WORK ORDER:
Each line of the data below that carries the word "filters" needs to be copied.

Stored dataset items
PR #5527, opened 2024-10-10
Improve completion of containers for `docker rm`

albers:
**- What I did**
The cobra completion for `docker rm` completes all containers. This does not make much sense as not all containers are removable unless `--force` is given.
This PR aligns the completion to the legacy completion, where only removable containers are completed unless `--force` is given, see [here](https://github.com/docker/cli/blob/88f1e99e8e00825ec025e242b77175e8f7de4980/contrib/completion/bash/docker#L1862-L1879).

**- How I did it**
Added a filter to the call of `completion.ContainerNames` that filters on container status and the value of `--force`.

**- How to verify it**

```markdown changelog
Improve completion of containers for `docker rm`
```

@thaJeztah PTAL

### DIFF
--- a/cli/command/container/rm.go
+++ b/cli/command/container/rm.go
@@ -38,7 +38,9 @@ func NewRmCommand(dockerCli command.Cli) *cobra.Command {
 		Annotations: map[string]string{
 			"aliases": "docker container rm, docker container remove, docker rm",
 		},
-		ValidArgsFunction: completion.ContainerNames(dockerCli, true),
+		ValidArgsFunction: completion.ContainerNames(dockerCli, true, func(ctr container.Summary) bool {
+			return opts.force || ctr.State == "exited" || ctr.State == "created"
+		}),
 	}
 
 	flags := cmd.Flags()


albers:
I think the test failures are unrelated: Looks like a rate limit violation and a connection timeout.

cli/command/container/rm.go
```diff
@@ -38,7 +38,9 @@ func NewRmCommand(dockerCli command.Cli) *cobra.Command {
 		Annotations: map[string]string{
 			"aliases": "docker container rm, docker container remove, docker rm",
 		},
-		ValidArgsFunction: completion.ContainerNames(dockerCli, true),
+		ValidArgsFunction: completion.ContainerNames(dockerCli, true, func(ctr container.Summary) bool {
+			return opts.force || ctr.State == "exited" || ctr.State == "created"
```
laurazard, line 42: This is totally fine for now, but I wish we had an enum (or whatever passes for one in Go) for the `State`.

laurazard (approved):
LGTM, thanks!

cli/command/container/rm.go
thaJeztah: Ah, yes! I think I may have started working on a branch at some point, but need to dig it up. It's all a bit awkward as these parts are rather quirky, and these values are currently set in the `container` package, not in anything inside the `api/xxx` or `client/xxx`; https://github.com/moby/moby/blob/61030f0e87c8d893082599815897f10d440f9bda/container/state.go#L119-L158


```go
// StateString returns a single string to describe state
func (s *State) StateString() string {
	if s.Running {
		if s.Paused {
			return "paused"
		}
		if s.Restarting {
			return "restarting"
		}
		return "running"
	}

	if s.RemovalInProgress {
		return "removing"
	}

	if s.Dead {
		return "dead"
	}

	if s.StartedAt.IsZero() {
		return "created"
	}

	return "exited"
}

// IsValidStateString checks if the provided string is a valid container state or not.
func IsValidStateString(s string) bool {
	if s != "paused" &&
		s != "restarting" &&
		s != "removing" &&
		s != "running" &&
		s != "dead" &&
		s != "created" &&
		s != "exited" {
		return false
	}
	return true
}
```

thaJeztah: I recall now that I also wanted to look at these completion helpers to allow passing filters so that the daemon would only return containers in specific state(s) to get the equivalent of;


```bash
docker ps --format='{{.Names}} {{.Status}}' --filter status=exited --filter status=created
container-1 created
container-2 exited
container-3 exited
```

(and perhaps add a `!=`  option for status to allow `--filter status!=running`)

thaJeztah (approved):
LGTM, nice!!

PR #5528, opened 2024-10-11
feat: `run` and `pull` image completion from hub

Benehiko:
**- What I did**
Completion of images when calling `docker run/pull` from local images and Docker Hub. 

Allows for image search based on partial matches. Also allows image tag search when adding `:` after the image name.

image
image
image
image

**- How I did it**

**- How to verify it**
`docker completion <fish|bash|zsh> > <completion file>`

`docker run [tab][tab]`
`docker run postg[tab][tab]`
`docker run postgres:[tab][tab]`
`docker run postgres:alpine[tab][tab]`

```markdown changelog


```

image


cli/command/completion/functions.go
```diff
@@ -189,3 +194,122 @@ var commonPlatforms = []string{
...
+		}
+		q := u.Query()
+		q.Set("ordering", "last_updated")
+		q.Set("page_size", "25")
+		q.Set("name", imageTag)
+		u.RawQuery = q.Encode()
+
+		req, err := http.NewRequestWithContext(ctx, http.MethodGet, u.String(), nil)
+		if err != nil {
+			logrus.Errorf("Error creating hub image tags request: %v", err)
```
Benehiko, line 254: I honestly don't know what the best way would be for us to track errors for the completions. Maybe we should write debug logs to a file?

ANSWER SECTION:
Added a filter to the call of `completion.ContainerNames` that filters on container status and the value of `--force`.
thaJeztah: I recall now that I also wanted to look at these completion helpers to allow passing filters so that the daemon would only return containers in specific state(s) to get the equivalent of;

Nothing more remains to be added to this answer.